GIVEN RECORDS
****

PR #7700, opened 2020-02-09
Optionally relax checks by SpaceBeforeComma and SpaceInsideParens after kwargs colons

amilligan:
I like these cops (Layout/SpaceBeforeComma and LayoutSpaceInsideParens), but I also like my good friend Layout/SpaceAfterColon.  They don't all get along well when it comes to keyword arguments.  For example:

```ruby
def some_kwarg_method(foo: , bar: )
end
```

The SpaceBefore/SpaceInside cops will mark the spaces after the kwargs as violations.  I like the visual consistency of having spaces after the colons.  I added the `space_after_colon` style to each of the complaining cops.  In both cases it expects no spaces *except* in the case of a kwarg with no value.

I believe I've properly updated the documentation and specs.  Each should autocorrect correctly with the new style.

For the moment, I left separate commits on the branch for easier review.  I will update the changelog once I have an ID for this PR.


amilligan:
Any thoughts or suggestions on this?  Our team has been using it for a while with no problems.

Drenmi:
Hi, @amilligan!

Thank you for your contribution. 🙂 I like the spirit of this change!

I'm a little irked by the roundabout way of looking up a node from a token, but I realize this is a result of the existing implementation of these cops.

I will have a look at this in the coming two weeks. If I can't suggest anything better by then, I think I am ready to approve this change.

amilligan:
@Drenmi I agree about the roundabout way of lookup, but I couldn't find anything better.  This is my first foray into rubocop internals, so I was flying a little blind.  If you find a better way I look forward to seeing it.

Thanks for taking a look.

amilligan:
Just rebased on the latest.  No conflicts, and all tests still pass, so I think everything is good.

Drenmi:
Thanks, @amilligan!

I had a (very brief) look at it. Couldn't find any immediate way of resolving my concern for now, so I'm going ahead and approving this, as it is still a legitimate enhancement. 🙂

CHANGELOG.md
```diff
@@ -38,6 +38,8 @@
 * Add `BracesRequiredMethods` parameter to `Style/BlockDelimiters` to require braces for specific methods such as Sorbet's `sig`. ([@maxh][])
 * [#7686](https://github.com/rubocop-hq/rubocop/pull/7686): Add new `JUnitFormatter` formatter based on `rubocop-junit-formatter` gem. ([@koic][])
 * [#7715](https://github.com/rubocop-hq/rubocop/pull/7715): Add `Steepfile` to default `Include` list. ([@ybiquitous][])
+* [#7700](https://github.com/rubocop-hq/rubocop/pull/7700): Add `space_after_colon` style to Layout/SpaceBeforeComma and Layout/SpaceInsideParens cops. ([@amilligan][])
+
```
koic: Can you remove the redundant blank line and move the entry to under the `### New features` section of the `## master (unreleased)`?

CHANGELOG.md
```diff
@@ -38,6 +38,8 @@
 * Add `BracesRequiredMethods` parameter to `Style/BlockDelimiters` to require braces for specific methods such as Sorbet's `sig`. ([@maxh][])
 * [#7686](https://github.com/rubocop-hq/rubocop/pull/7686): Add new `JUnitFormatter` formatter based on `rubocop-junit-formatter` gem. ([@koic][])
 * [#7715](https://github.com/rubocop-hq/rubocop/pull/7715): Add `Steepfile` to default `Include` list. ([@ybiquitous][])
+* [#7700](https://github.com/rubocop-hq/rubocop/pull/7700): Add `space_after_colon` style to Layout/SpaceBeforeComma and Layout/SpaceInsideParens cops. ([@amilligan][])
```
koic: It is preferable that cop names be surrounded by backticks.

```suggestion
* [#7700](https://github.com/rubocop-hq/rubocop/pull/7700): Add `space_after_colon` style to `Layout/SpaceBeforeComma` and `Layout/SpaceInsideParens` cops. ([@amilligan][])
```

config/default.yml
```diff
@@ -1111,9 +1111,16 @@ Layout/SpaceBeforeBlockBraces:
...
+  Description: >-
+                 No spaces before commas, exception optionally in the case of
+                 keyword arguments.
   Enabled: true
+  EnforcedStyle: no_space
+  SupportedStyles:
+    - no_space
+    - space_after_colon
   VersionAdded: '0.49'
+  VersionChanged: '0.80.0'
```
koic: RuboCop 0.80.0 has been released and tiny version is not required. Can you update to `0.81`?

```suggestion
  VersionChanged: '0.81'
```

config/default.yml
```diff
@@ -1209,11 +1216,12 @@ Layout/SpaceInsideParens:
   StyleGuide: '#spaces-braces'
   Enabled: true
   VersionAdded: '0.49'
-  VersionChanged: '0.55'
+  VersionChanged: '0.80.0'
```
koic:
```suggestion
  VersionChanged: '0.81'
```

CHANGELOG.md
amilligan: I've fixed up the original commit; this should be done.

CHANGELOG.md
amilligan: I've fixed up the original commit; this should be done.

config/default.yml
amilligan: I've fixed up the original commit; this should be done.

amilligan:
One quick hiccough -- I forgot to regenerate the documentation once I made the requested changes -- but I believe everything should now be good to go.

bbatsov:
Thanks for the PR! The code looks good to me overall, but I have my doubts whether we should merge those changes or not. 

I haven't seen this style in the wild, so I'm a bit reserved to adding support for something that might not be used that much. I'll have to ruminate on the subject a bit.

amilligan:
@bbatsov I can honestly say the majority of projects I've worked on for the past several years have used this style.  I this of this style as analogous to anonymous javascript functions:
```
var x = function() {
  ...
```
vs
```
var x = function () {
  ...
```

This change shouldn't affect anyone who prefers the no-space option.  Without the change, the two cops are unusable for those of us who prefer the space-after-colon option.

bbatsov:
> This change shouldn't affect anyone who prefers the no-space option. Without the change, the two cops are unusable for those of us who prefer the space-after-colon option.

I totally get this, but my concern is that we (RuboCop's team) are the ones to who end up maintaining more code in the long run. That's why we generally aim to support code styles with wide adoption, so the benefits of the extra complexity are worth it. 

So far you're the only person who asked for something like this, which for me is a strong indication that the style is not particular common, therefore the need for extra consideration. 

```
def some_kwarg_method(foo: , bar: )
```

On more fundamental note, I'm wondering how much does the extra space stand out. 

@rubocop-hq/rubocop-core Any thoughts on this? I saw that @Drenmi is OK with the idea, but I'm curious what the others think as well.

koic:
> I totally get this, but my concern is that we (RuboCop's team) are the ones to who end up maintaining more code in the long run. That's why we generally aim to support code styles with wide adoption, so the benefits of the extra complexity are worth it.

I agree with this opinion. It may be preferable to implement it as a 3rd party cop instead of supporting in the core.

I haven't seen this style until this PR.

```ruby
def some_kwarg_method(foo: , bar: )
```

Below is an example I tried. I have more than 600 repositories in my local environment, but few matched the following regular expressions. The following uses a regular expression that matches the proposed new optional style.

```console
% cd `ghq root`
% ag 'def .*:.* ,' | wc -l
      11
```

It depends on my personal environment, but it is an indicator I can show.

amilligan:
I don't think extending the attempt to convince you this is a valid style is worth anyone's time.  What are the alternatives, so we can continue using the SpaceBeforeComma and SpaceInsideParens cops?  

I saw mention of a third-party cop.  Do you suggest just copying the bulk of the cops in question into a new, private cop, and turning off the official versions?

jonas054:
> I saw mention of a third-party cop. Do you suggest just copying the bulk of the cops in question into a new, private cop, and turning off the official versions?

Yes, I'd say that makes the most sense. IMO it's a rare style that's not worth the cost in terms of added code in RuboCop itself. (It *is* possible that the style is rare because many projects use RuboCop, but even so...)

****

EXERCISE
Retype the lines beginning at the one containing "I haven't seen this style until this PR." and ending at the final line of the material, both included.

EXERCISE ANSWER
I haven't seen this style until this PR.

```ruby
def some_kwarg_method(foo: , bar: )
```

Below is an example I tried. I have more than 600 repositories in my local environment, but few matched the following regular expressions. The following uses a regular expression that matches the proposed new optional style.

```console
% cd `ghq root`
% ag 'def .*:.* ,' | wc -l
      11
```

It depends on my personal environment, but it is an indicator I can show.

amilligan:
I don't think extending the attempt to convince you this is a valid style is worth anyone's time.  What are the alternatives, so we can continue using the SpaceBeforeComma and SpaceInsideParens cops?  

I saw mention of a third-party cop.  Do you suggest just copying the bulk of the cops in question into a new, private cop, and turning off the official versions?

jonas054:
> I saw mention of a third-party cop. Do you suggest just copying the bulk of the cops in question into a new, private cop, and turning off the official versions?

Yes, I'd say that makes the most sense. IMO it's a rare style that's not worth the cost in terms of added code in RuboCop itself. (It *is* possible that the style is rare because many projects use RuboCop, but even so...)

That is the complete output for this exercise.